5. use rules to assist CPU in making decisions
• e.g. two labels in a polygon indicates that it's really two polygons, not one with a narrow isthmus
• might use expectations about polygon shape
• puts heavy load on the processor

• the best current solutions use a combination of strategies 3 and 4

• it is almost always useful to keep track of digitizing by marking work done on a transparent overlay
• a cursor in the form of a pen is a good practical solution

Polygon overlay artifacts

• covered algorithms for dealing with sliver polygons earlier

• another strategy for avoiding the sliver polygon problem is to allow objects to share primitives
• this departs from the database model in which every set of polygons is thought of as a different layer
• e.g. suppose a woodlot (polygon) shares part of its boundary with a road (line)
• the shared part becomes a primitive object which is stored only once in the database, and shared by the two higher level features

• by using shared primitives, can avoid artifacts which might result when comparing or overlaying the two versions of the woodlot/road line, one belonging to the road object and one to the woodlot object

• to identify shared primitives during digitizing they must be on the same document
• need an operation which allows two separate primitives to be identified as shared and replaced by one
• need a converse operation to unshare a primitive if one version of the line must be moved and not the other

diagram

C. STORING ACCURACY INFORMATION

• how to store information on accuracy in a database?

Raster data

• uncertainty in each cell's attributes might be stored by giving each cell a set of probability attributes, one for each of the possible classes
• in classified remote sensing images this information can come directly from the classification procedures

• uncertainty in elevation in a DEM is more likely constant over the raster and can be stored as part of the descriptive or metadata for the raster as a whole

• positional uncertainty is also likely constant for the raster
• can be stored once for the whole map

Vector data

• there are five potential levels for storage of uncertainty information in a vector database:
• map
• class of objects
• polygon
• arc
• point

Positional uncertainty

• positional accuracy at one level may not imply similar accuracy at other levels
• positional accuracy about a point says little about the positional accuracy of an arc

diagram

• similarly, positional accuracy at the polygon level may cause confusion along shared arcs

diagram

• for lines and polygons, accuracy can be stored as an attribute of:
• arc (e.g. width of transition zone between two polygons)
• class of objects (e.g. error in position of railroads)
• map as a whole (e.g. all boundaries and lines on the map have been digitized to specified accuracy)

• for points, can be stored as an attribute of point, class or map

Attribute uncertainty

• uncertainty in an object's attributes can be stored as:
• an attribute of the object (e.g. polygon is 90% A)
• an attribute of the entire class of objects (e.g. soil type A has been correctly identified 90% of the time)

REFERENCES

Burrough, P.A., 1986. Principles of Geographical Information Systems for Land Resources Assessment.

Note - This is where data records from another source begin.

PR #573, opened 2022-06-07
Add "magic" tag xforms to change itag propagation behavior on merges.

markww:
While integrating Raksha into the SQL verifier that we are targeting, we
discovered that the SQL protos that we created are factored wrongly, and
in the future we would like frontends to target protos that mirror the
structure of the IR directly. However, to complete the integration of
Raksha and the SQL frontend, we discovered that we need to support merge
operations that have different ways of propagating integrity tags. To do
this the right way would involve modifying the SQL IR protos, which
would be a lot of work on something we now know we want to throw away.

This commit introduces a hack to get us the rest of the way to
supporting the SQL verifier using the current SQL IR protos without
incurring the code changes needed to update the SQL IR protos. We
introduce some specially-named TagTransform operations that modify the
integrity tag propagation behavior of the merge operations that they
wrap. While not ideal, this allows us to get the behavior we want with
the current SQL IR structure.


src/analysis/souffle/tag_transforms.dl
```diff
@@ -153,6 +155,84 @@ mustHaveIntegrityTag(result, DEFAULT_SQL_OWNER, iTag) :-
...
 
+// In the SQL verifier, we have some merge operations that we would like to
+// propagate integrity tags in a non-default fashion (ie, rather than dropping
+// the integrity tags, we'd like them to intersect or union across all direct
+// inputs). To do that, we introduce a tag transform with special behavior:
+// rather than linking to a `SqlPolicyRule` fact, they shall instead link to
+// built-in rules here that modify how the integrity tags propagate across the
+// wrapped merge operation.
+
+#define RAKSHA_INTERNAL_INTERSECT_ITAG_RULE_NAME "##raksha_internal#intersect_itag_rule"
```
bgogul, line 166: Are the `##` used to avoid collisions?

src/analysis/souffle/tag_transforms.dl
```diff
@@ -153,6 +155,84 @@ mustHaveIntegrityTag(result, DEFAULT_SQL_OWNER, iTag) :-
...
+
+.decl isMergeOperationDirectInput(mergeOp: Operation, ap: AccessPath)
+isMergeOperationDirectInput(mergeOp, inputPath) :-
+  isMergeOp(mergeOp), isAccessPath(inputPath), operationHasOperandAtIndex(mergeOp, inputPath, idx),
+  mergeOperationHasControlInputStartIndex(mergeOp, controlStartIdx),
+  idx < controlStartIdx.
+
+// For the union rule, any itag on a direct input should propagate to the
+// output.
+mustHaveIntegrityTag(result, DEFAULT_SQL_OWNER, iTag) :-
```
bgogul, line 199: Just an observation and question. Result would have certain integrity either because of the default propagation rule or because of this special rule.

I guess if we want to have a special rule for `mayHaveTag`, we will need to do something such as excluding the default propagation rule from triggering?

bgogul (approved):

src/analysis/souffle/tag_transforms.dl
markww: Yes, I just added them to make collisions less likely.

src/analysis/souffle/tag_transforms.dl
markww: The current default behavior is that we draw edges from all inputs to all outputs, but also draw an edge from a fake access path with no integrity tags. This will propagate all confidentiality tags, but block the default propagation of all integrity tags. As such, I think we're doing OK here. These rules act as a sort of generic tag propagation rule overriding the strict default propagation behavior.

Clarendon, Oxford. Chapter 6 on error in GIS.

Chrisman, N.R., 1983. "The role of quality information in the long-term functioning of a geographic information system," Cartographica 21:79.

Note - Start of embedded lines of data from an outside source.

PR #575, opened 2022-06-07
Refactor relations on `Operation`s to allow more concise matching.

markww:
This PR adds relations used to get particular fields of an `Operation`
so `Operation`s don't have to be fully deconstructed when a small number
of fields are required. Also updates some rules to use this mechanism
where it would make them more concise and eliminate some duplicate
rules.

### DIFF
--- a/src/analysis/souffle/operations.dl
+++ b/src/analysis/souffle/operations.dl
@@ -35,7 +35,34 @@
 // Operation universe.
 .decl isOperation(operation: Operation)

Goodchild, M.F. and S. Gopal, editors, 1989. The Accuracy of Spatial Databases, Taylor and Francis, Basingstoke, UK. Edited papers from a conference on error in spatial databases.

1. Define the difference between sensitivity to error in principle and in practice.

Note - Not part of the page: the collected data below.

PR #1074, opened 2026-08-31
[QC][MTHREADS] SQMMA config selection: prefer a pure M-split on ties

monellz:
When several `(instShape, warpsPerCTA)` candidates tie on instruction count, volume and repetition, the SQMMA config selector picked whichever came first — an N-split (`[4,2]`) for common attention shapes. Kernels that reduce the dot result along axis=1 then pay a cross-warp reduction (shared-memory round trip plus a barrier per tile), while a pure M-split
keeps every output row inside one squad.

Break full ties toward `warpsN == 1`, guarded by `instM >= 32` so the instruction M never degrades to the 16-row forms that measure slower. Everything ahead of the tie (instruction count, volume, repM/repN) is unchanged, so non-tied selections are unaffected. Applied to both selection loops (`tritonmusa-accelerate-matmul` and the TLE `LowerSqmma` copy).

# reproduce script

```python
"""Repro: SQMMA warp-split selection for a reduce-along-axis-1 consumer.

A 64x64x64 fp16 dot at num_warps=8 admits both warpsPerCTA=[8,1] and
[4,2] at identical instruction count, volume and repetition. The kernel
reduces the dot result along axis=1; with [4,2] that reduction crosses
warps through shared memory, with [8,1] every output row stays inside
one squad.

On upstream main: the first candidate wins the tie -> [4,2].
With this patch: full ties break toward warpsN == 1 -> [8,1].
The script prints the selected split from the TTGIR and checks the
numeric result either way.
"""
import re
import torch
import triton
import triton.language as tl

M, N, K = 64, 64, 64


@triton.jit
def _kernel(a_ptr, b_ptr, out_ptr, M: tl.constexpr, N: tl.constexpr,
            K: tl.constexpr):
    offs_m = tl.arange(0, M)
    offs_n = tl.arange(0, N)
    offs_k = tl.arange(0, K)
    a = tl.load(a_ptr + offs_m[:, None] * K + offs_k[None, :])
    b = tl.load(b_ptr + offs_k[:, None] * N + offs_n[None, :])
    sa = tle.gpu.alloc((M, K), dtype=tl.float16, layout=None, init_value=a)
    sb = tle.gpu.alloc((K, N), dtype=tl.float16, layout=None, init_value=b)
    acc = tle.gpu.wgmma(sa, sb, tl.zeros((M, N), dtype=tl.float32))
    row = tl.sum(acc, axis=1)
    tl.store(out_ptr + offs_m, row)


def main():
    torch.manual_seed(0)
    a = torch.randn(M, K, dtype=torch.float16, device="musa")
    b = torch.randn(K, N, dtype=torch.float16, device="musa")
    out = torch.empty(M, dtype=torch.float32, device="musa")
    h = _kernel[(1, )](a, b, out, M, N, K, num_warps=8)
    torch.musa.synchronize()
    ref = (a.float() @ b.float()).sum(dim=1)
    ok = torch.allclose(out, ref, atol=1e-1, rtol=1e-2)

    ttgir = h.asm["ttgir"]
    sqmma = sorted(set(
        re.findall(r"sqmma[^>\n]*warpsPerCTA\s*=\s*\[(\d+),\s*(\d+)\]",
                   ttgir, re.IGNORECASE)))
    if not sqmma:
        sqmma = sorted(set(
            re.findall(r"warpsPerCTA\s*=\s*\[(\d+),\s*(\d+)\]", ttgir)))
    print(f"sqmma-msplit repro: {'PASS' if ok else 'FAIL'} "
          f"(sqmma warpsPerCTA: {sqmma}; ('4','2') without this patch, "
          f"('8','1') with it)")
    assert ok


if __name__ == "__main__":
    import torch_musa  # noqa
    main()

```


sunnycase (approved):
LGTM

2. Imagine that you represent a community trying to fight the proposed route of the powerline discussed in this unit. What arguments would you use to attack the power utility company's methods?

3. Compare the methods available in any digitizing system to which you have access, to those discussed in this unit. Does your system offer any significant advantages?

4. Some GIS processes can be very sensitive to small errors in data. Give examples of such processes, and discuss ways in which the effects of errors can be managed.